What is “the point” of the organization that did the survey?

> these economists are members of this organization.

In the sense that they are surveyed by this organization? Do you mean that
anyone who is surveyed by organization X belongs to X?

> You’re the one being intentionally vague with "what you think a policy 'is
> about' and its actual consequences are very different things."

I wasn’t being vague, much less intentionally. I was merely pointing out that
what you (or I) think a policy “is about” is very different from its real-
world consequences.
[https://en.wikipedia.org/wiki/Unintended_consequences](https://en.wikipedia.org/wiki/Unintended_consequences)

> I'm trying to get you to be specific concerning the technical details of
> your argument

What “argument” of mine are you referring to? And why do you hold me to such
high standards of “technical details”, which you don’t seem to apply to
yourself? That’s just plain hypocrisy.

> but you seem to be fighting that pretty hard.

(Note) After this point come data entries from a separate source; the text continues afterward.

PR #2028, opened 2026-04-15
[table-driven-branch] Remove all `Visitor`/`Decoder` APIs and support code.

allevato:
Now that the generator is working end-to-end with table-driven protos, we can start deleting the bits that are no longer in use. Likewise, the extension map support has been unified; `NewExtensionMap` is now just named `ExtensionMap` and that is the single concrete type for these things—there is no more protocol.

There are some things that I've commented out and will need to fix or have deleted and will need to bring back, such as

* Message set support
* JSON top-level arrays of messages
* The conformance test target
* Various field mask helper APIs

This leaves off `NameMap` cleanup/migration to the new reflection table, since that requires designing the right cache for those uncompressed tables.


Sources/SwiftProtobuf/Message+BinaryAdditions.swift
```diff
@@ -33,54 +33,11 @@ extension Message {
...
-            // an internal error in the library and should never happen.
-            assert(visitor.encoder.remainder.count == 0)
-        }
-        return data
-    }
-
-    /// Returns the size in bytes required to encode the message in binary format.
-    /// This is used by `serializedData()` to precalculate the size of the buffer
-    /// so that encoding can proceed without bounds checks or reallocation.
     internal func serializedDataSize() throws -> Int {
```
thomasvl: Didn't want to remove it yet?

Sources/SwiftProtobuf/Message.swift
```diff
@@ -102,7 +102,7 @@ public protocol Message: Sendable, CustomDebugStringConvertible {
     /// `traverse` methods.  The details get a little involved due to
     /// the need to allow particular messages to override particular
     /// behaviors for specific encodings, but the general idea is quite simple.
-    func traverse<V: Visitor>(visitor: inout V) throws
+    // func traverse<V: Visitor>(visitor: inout V) throws
```
thomasvl: delete

Sources/SwiftProtobuf/Message.swift
```diff
@@ -162,11 +149,13 @@ extension Message {
     }
 
     /// A hash based on the message's full contents.
-    public func hash(into hasher: inout Hasher) {
-        var visitor = HashVisitor(hasher)
-        try? traverse(visitor: &visitor)
-        hasher = visitor.hasher
-    }
+    /// TODO: Delete this when all of the other test protos are generated with
```
thomasvl: Has that not happened?

Sources/SwiftProtobuf/Message.swift
```diff
@@ -206,6 +195,17 @@ extension Message {
...
     }
+
+    // TODO: None of the generated protos use these anymore. Once we've removed
+    // code in the runtime that depends on these requirements existing in the
+    // `Message` protocol, delete these default implementations and the protocol
+    // requirements.
+    public mutating func decodeMessage<D: Decoder>(decoder: inout D) throws {
+        fatalError()
+    }
+    // public func traverse<V: Visitor>(visitor: inout V) throws {
```
thomasvl: delete?

Tests/ExperimentalTableDrivenSwiftProtobufTests/Test_Any.swift
```diff
@@ -1169,19 +1169,12 @@ struct ConflictingImportMessage:
...
-    }
-
     static let _protobuf_nameMap: SwiftProtobuf._NameMap = SwiftProtobuf._NameMap()
 
     static func == (lhs: ConflictingImportMessage, rhs: ConflictingImportMessage) -> Bool {
         if lhs.unknownFields != rhs.unknownFields { return false }
         return true
     }
+
+    func hash(into hasher: inout Hasher) {}
```
thomasvl: Guess this whole things need to be regenerated and checked copied here?

Sources/SwiftProtobuf/Message+BinaryAdditions.swift
allevato: It was still needed at some point during the transition period, but I can remove it now.

Sources/SwiftProtobuf/Message.swift
allevato: Done.

Sources/SwiftProtobuf/Message.swift
allevato: Yeah, this can go now.

Sources/SwiftProtobuf/Message.swift
allevato: Done.

Tests/ExperimentalTableDrivenSwiftProtobufTests/Test_Any.swift
allevato: We should actually be able to provide default impls for this and `==` now. Updated the generator to do that.

thomasvl (approved):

I honestly have no idea where you’re trying to go with this.

------
jccc
The linked page does not anywhere say what the editorializing HN headline
does, that a majority of economists are “against Net neutrality.”

The question asked was:

“Considering both distributional effects and changes in efficiency, it is a
good idea to let companies that send video or other content to consumers pay
more to Internet service providers for the right to send that traffic using
faster or higher quality service.”

------
fruzz
I don't understand. Don't we already pay according to the bandwidth we use on
the server side, and don't clients already pay according to the bandwidth they
use, everyone paying more if we use more? And don't backbones already get paid
according to usage? What am I missing here? It seems like paying twice for the
same product?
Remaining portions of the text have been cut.